First, we want to try and use learners that have low bias. For example, deep decision trees. It is okay if these base learners have high variance- ensembling inherently reduces variance by averaging! Each base learner overfits in its own unique way- but this disappears upon averaging.

You cannot count on averaging reducing bias. Sometimes it does, sometimes it doesn’t. Averaging a bunch of linear classifiers results in a nonlinear decision boundary.

Another thing to think about: hyperparameter settings for base learners are generally different from the ensemble. This is because the hyperparameters have a big influence on bias-variance tradeoff. So generally, we tune hyperparameters to lower bias (and higher variance). Note the number of trees itself is a hyperparameter.

Bagging

Bagging is actually short for Bootstrap Aggregating. We create many base learners, same algorithm, with a single training set. Most commonly used with decision trees as base learners, but can be others too.

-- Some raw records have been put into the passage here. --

PR #3793, opened 2024-03-18
clear l2 by getting an astrunner so it doesn't get added to jit

chaosagent:
or we could have a ContextVar like INTERNAL_TENSOR_CALL

### DIFF
--- a/tinygrad/features/search.py
+++ b/tinygrad/features/search.py
@@ -7,8 +7,9 @@ from tinygrad.helpers import prod, flatten, DEBUG, CACHELEVEL, diskcache_get, di
 from tinygrad.dtype import ImageDType
 from tinygrad.codegen.linearizer import Linearizer
 from tinygrad.codegen.kernel import KernelOptError
-from tinygrad.tensor import Tensor
 from tinygrad.shape.symbolic import sym_infer, Variable
+from tinygrad import Tensor, dtypes
+from tinygrad.realize import create_schedule
 
 from tinygrad.codegen.kernel import Opt, OptOps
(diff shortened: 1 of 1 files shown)


wozeparrot:
I did context var here: [`371a8d4` (#3785)](https://github.com/tinygrad/tinygrad/pull/3785/commits/371a8d49bd38ab68f7f85efb83b47fbbb235c02c)

chaosagent:
> I did context var here: [371a8d4 (#3785)](https://github.com/tinygrad/tinygrad/pull/3785/commits/371a8d49bd38ab68f7f85efb83b47fbbb235c02c), not sure which is better.

I didn't notice you did the same thing lol :sweat_smile: 

I like the idea of first-class support for doing tensor calls internally... maybe can replace do_update_stats and such too.

geohot:
That "clear L2" hack should probably just be removed. It's unclear if it's even useful.

HSA should support proper L2 clearing.

wozeparrot:
Yea, its probably better just to wait for #3698, but then clear_l2 doesn't do much on non-HSA platforms, but then again, not sure if it ever did.

chaosagent:
> That "clear L2" hack should probably just be removed. It's unclear if it's even useful.

the original 1024*1024 isn't even as large as xtx's l2 cache, let along l3 :sweat_smile: 

it does do something though, i was able to get >1TB/s gemv without it in isolated test (but not with a 100MB clear)

chenyuxyz:
fyi #3785 is merged

wozeparrot:
I removed the cache thing from #3785, so 3785 is the same as the old threefry pr since it didn't seem to do anything. So this is still an issue.

PR #3800, opened 2024-03-18
hotfix: update inputs of correct transfers in hsagraph

nimlgen:


chenyuxyz:
ehh... we really need some tests to cover these.

nimlgen:
@chenyuxyz good?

The idea of bagging: given a training set of length \(n\), generate a bunch of random subsamples with size \(n'\) (usually equal to \(n\)), sampling with replacement. This means we can have duplicates of points in our subsamples! The purpose of this is to increase variety along our base learners, so we don’t have identical ones. Points chosen multiple times will be given extra weight- specifically, j times as much weight as a point chosen once. Of course, some points won’t be chosen at all.

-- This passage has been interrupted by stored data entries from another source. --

PR #3806, opened 2024-03-18
tricky assign tests

chaosagent:
these should all pass (or assert)

not comprehensive!

### DIFF
--- a/test/test_assign.py
+++ b/test/test_assign.py
@@ -92,6 +92,25 @@ class TestAssign(unittest.TestCase):
     new = a + old_a
     np.testing.assert_allclose(new.numpy(), 4)
 
+  def test_assign_stale_replace(self):
+    a = Tensor.ones(4).contiguous().realize()
+    old_a = Tensor.zeros(4)
+    old_a.replace(a)
+    a.assign(Tensor.full((4,), 2.).contiguous())
+    # old_a should syntactically be 1 but actually its 2, which is fine... I guess
+    new = a + old_a
+    np.testing.assert_allclose(new.numpy(), 4)
+
+  def test_assign_unrealized(self):
+    a = Tensor.ones(4)
+    b = a * 2
+    # normal lazydata overwrite
+    b += 4
+    b = b.contiguous()
+    # this one may or may not reuse buffer from previous line
+    b += b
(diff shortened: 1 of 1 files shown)


test/test_assign.py
```diff
@@ -92,6 +92,25 @@ def test_assign_changes(self):
     new = a + old_a
     np.testing.assert_allclose(new.numpy(), 4)
 
+  def test_assign_stale_replace(self):
+    a = Tensor.ones(4).contiguous().realize()
+    old_a = Tensor.zeros(4)
+    old_a.replace(a)
+    a.assign(Tensor.full((4,), 2.).contiguous())
+    # old_a should syntactically be 1 but actually its 2, which is fine... I guess
+    new = a + old_a
```
geohot, line 101: I don't think this is fine, it should be 1

test/test_assign.py
```diff
@@ -107,6 +126,69 @@ def test_assign_diamond_alt(self):
...
+    np.testing.assert_allclose(b.numpy(), 8)
+
+  def test_assign_cycle(self):
+    a = Tensor.ones(4).contiguous().realize()
+    b = Tensor.ones(4).contiguous().realize()
+    c = a + 1
+    a.assign(b + 1)
+    b.assign(c)
+    with self.assertRaises(Exception):
+      # there is a cycle in the dag for this one.
```
geohot, line 176: I don't think this should be a cycle, it should keep the first generation a around.

geohot:
@chaosagent assign should be fixed. It will assert in the cycle case. Want to check if it tests are what you expect?

chaosagent:
new assign looks good.

test_assign_fork_multirealize still fails (the assign edges can't be drawn because the readers are not in the same graph), but it might be fine depending on the intended semantics of lazybuffers/schedules. The current behavior has lazybuffers/schedule act like JIT (will perform operation on new buffer after assign). If you realize multiple times in a single train step, you will still run into the old assign problems.

I think the case to consider here is when training a model, references to the original LB are obviously kept, but if a lazy expression eg weight * 3 is kept around, should it be calculated from the original weights or updated weights? I think we should keep the current behavior for now, since it will add a bit of complexity to support the alternative behavior.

Specifically, for decision trees, a point sampled \(j\) times will be given \(j\) times its weight in entropy. For SVMs, a point sampled \(j\) times incurs \(j\) times as big a penalty in the SVM objective function (if it violates the margin). For regression, if a point got chosen \(j\) times, then it incurs \(j\) times as much loss.

So we train \(T\) learners to form a metalearner: the learner that combines the base learner predictions on a test point in some way- average or majority, depending on the purpose.

Random Forests

Random forests are bagging with decision trees, and the extra randomization of these decision trees. The idea: random sampling with replacement isn’t random enough for our purposes. We want to reduce the chance further that no two base learners overfit in the same way and thus resemble each other. Sometimes, we just have predictors that are just really strong- this results in the same features split at the top of every tree. For example, in 1990, more than half of all spam emails concerned Viagra. Thus even with random sampling, our dataset will still have way too much Viagra, so that’ll be the split feature at the top node of each tree. So averaging doesn’t reduce variance much.

So what we want to do is force more variation into trees so that when we take the average we end up with less variance. At each tree node, we take a random sample of \(m\) of our \(d\) features. Then only consider those \(m\) features as a possible split feature. We must do a different feature sample at EACH tree node. \(m \approx \sqrt{d}\) works well for classification. This will give us definite variety for trees. For regression, however, we probably want more features to consider, so \(m \approx \frac{d}{3}\) might be better. Of course, \(m\) is a hyperparameter, so we find the best one with validation- but the given ones are good starting points. When \(m\) is smaller, we impose more randomness in trees, resulting in less correlated (less similar) base trees. However, smaller \(m\) means more bias; we can counter this by making the trees deeper.

Note that through using this random subset selection, random forests inherently implement dimensionality reduction, as some features will probably end up not being used.

How many decision trees to use? Again, another hyperparameter. Generally, though, as number of trees increase, test error generally tends to go down asymptotically. However, more trees means more expensiveness- will take much longer. Also, it really loses its interpretability.

Note

A variation on random forests is to generate \(m\) random multivariate splits. This means \(m\) different oblique lines, or even quadratic boundaries. Then they look at, like, 50 of them, and choose the best split among them. We basically take the average of a bunch of different conic section boundaries.